● What is needed:
Scan the listing below. Copy each line that contains "tracking".

#### Data section ####

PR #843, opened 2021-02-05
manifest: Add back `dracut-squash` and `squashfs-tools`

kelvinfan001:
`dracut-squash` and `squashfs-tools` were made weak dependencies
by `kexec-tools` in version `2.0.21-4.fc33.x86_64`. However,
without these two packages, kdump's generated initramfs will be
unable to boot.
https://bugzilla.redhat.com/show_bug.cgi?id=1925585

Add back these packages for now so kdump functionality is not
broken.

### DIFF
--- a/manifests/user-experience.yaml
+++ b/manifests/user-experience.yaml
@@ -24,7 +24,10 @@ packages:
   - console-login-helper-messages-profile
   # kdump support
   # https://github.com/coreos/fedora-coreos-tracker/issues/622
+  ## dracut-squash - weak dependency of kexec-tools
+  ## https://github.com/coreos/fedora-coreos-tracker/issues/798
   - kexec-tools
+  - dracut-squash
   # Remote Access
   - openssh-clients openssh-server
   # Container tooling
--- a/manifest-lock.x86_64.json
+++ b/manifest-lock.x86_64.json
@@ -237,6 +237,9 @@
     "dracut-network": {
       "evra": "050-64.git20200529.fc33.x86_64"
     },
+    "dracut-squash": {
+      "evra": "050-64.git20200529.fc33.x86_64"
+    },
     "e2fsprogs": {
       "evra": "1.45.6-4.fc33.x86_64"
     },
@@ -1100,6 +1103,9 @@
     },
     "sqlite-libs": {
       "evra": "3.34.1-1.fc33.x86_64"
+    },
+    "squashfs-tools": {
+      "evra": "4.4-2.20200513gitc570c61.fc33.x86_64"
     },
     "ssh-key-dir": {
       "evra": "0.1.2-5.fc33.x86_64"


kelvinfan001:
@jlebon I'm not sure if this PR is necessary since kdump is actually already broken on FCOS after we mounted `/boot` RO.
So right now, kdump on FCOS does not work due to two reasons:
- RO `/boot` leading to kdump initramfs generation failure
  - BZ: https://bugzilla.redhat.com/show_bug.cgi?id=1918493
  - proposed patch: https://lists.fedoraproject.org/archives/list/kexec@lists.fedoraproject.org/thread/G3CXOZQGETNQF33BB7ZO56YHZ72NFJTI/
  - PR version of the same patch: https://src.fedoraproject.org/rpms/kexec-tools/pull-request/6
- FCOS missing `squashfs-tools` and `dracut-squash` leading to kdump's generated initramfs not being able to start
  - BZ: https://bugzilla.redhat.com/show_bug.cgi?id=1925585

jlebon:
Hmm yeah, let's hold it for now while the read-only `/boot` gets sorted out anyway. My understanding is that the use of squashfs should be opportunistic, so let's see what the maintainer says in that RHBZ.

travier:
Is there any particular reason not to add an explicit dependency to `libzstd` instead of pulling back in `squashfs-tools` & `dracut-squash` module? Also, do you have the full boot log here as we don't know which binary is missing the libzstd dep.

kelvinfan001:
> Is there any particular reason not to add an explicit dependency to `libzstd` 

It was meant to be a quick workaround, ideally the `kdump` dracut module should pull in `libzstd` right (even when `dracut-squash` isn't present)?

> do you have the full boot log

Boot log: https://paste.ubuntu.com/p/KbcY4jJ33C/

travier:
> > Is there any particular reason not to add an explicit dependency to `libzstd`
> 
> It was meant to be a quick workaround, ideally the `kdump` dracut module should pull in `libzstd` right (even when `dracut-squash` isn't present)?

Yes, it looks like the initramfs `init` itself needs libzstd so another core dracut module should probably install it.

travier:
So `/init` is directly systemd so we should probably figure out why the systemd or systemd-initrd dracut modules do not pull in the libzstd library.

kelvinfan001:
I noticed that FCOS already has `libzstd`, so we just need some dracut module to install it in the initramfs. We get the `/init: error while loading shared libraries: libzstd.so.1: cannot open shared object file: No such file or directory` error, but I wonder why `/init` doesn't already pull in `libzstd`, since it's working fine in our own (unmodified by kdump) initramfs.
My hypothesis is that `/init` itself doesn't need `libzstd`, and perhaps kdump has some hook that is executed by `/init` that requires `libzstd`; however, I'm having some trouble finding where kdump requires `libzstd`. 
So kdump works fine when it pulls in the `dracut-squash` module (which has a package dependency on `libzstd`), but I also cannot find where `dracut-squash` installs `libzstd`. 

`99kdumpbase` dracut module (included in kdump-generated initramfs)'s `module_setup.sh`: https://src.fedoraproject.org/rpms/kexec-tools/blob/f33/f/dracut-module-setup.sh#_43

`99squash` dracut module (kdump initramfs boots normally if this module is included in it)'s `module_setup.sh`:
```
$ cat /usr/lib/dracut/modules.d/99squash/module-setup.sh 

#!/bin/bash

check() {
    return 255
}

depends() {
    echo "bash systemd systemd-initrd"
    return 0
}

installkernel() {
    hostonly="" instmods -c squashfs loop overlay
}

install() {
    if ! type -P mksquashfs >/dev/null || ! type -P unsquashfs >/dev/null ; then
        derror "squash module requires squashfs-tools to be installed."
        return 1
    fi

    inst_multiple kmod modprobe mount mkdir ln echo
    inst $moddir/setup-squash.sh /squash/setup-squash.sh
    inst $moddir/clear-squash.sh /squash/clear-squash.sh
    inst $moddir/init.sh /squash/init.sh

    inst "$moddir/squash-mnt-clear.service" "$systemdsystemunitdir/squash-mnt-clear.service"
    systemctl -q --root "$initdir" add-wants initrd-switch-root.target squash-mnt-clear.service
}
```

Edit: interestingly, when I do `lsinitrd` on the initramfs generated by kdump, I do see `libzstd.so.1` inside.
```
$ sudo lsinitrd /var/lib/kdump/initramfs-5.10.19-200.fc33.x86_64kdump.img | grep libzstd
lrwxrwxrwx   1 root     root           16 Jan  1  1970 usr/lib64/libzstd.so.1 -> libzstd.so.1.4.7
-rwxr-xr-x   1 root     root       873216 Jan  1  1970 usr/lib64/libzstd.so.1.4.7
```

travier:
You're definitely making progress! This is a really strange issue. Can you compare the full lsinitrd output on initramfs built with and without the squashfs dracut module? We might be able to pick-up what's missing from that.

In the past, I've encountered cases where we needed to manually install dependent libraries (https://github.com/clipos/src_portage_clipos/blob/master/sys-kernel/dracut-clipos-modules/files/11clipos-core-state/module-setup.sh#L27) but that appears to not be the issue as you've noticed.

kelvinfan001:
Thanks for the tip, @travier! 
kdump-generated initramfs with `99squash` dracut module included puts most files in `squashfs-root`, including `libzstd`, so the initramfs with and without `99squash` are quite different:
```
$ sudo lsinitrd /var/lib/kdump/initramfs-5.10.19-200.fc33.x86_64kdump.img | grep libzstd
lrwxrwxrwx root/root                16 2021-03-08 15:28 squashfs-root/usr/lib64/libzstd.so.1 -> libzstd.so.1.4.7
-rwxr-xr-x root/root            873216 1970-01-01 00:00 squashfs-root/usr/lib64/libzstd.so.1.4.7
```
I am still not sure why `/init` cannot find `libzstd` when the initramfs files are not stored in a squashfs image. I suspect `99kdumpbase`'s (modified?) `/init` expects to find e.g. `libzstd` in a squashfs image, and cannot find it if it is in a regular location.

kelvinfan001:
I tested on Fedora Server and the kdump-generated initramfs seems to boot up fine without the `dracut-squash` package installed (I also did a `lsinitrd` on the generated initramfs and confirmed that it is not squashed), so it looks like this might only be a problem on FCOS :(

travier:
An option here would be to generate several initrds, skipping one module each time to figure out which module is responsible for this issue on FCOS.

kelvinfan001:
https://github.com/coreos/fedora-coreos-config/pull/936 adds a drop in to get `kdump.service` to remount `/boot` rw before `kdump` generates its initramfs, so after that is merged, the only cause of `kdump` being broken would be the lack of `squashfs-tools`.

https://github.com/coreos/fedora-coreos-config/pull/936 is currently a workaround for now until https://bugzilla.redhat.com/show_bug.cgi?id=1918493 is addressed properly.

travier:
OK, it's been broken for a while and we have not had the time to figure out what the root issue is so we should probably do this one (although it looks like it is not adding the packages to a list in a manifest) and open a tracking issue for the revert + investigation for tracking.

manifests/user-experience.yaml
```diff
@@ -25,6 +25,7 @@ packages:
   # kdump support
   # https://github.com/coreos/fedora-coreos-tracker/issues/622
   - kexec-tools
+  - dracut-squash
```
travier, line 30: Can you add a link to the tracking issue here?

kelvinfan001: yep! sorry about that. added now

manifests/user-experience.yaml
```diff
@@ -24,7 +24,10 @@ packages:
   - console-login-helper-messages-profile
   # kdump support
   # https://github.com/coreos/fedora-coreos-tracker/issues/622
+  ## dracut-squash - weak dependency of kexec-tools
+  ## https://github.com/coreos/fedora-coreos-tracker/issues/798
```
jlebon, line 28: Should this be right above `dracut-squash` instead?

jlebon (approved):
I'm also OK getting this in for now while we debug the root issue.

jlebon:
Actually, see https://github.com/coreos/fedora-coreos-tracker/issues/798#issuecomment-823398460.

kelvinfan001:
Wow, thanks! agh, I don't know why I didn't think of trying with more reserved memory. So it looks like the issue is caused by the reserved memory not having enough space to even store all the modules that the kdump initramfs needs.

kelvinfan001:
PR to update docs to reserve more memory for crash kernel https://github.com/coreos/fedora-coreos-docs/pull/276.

####

● Answer section:
OK, it's been broken for a while and we have not had the time to figure out what the root issue is so we should probably do this one (although it looks like it is not adding the packages to a list in a manifest) and open a tracking issue for the revert + investigation for tracking.
travier, line 30: Can you add a link to the tracking issue here?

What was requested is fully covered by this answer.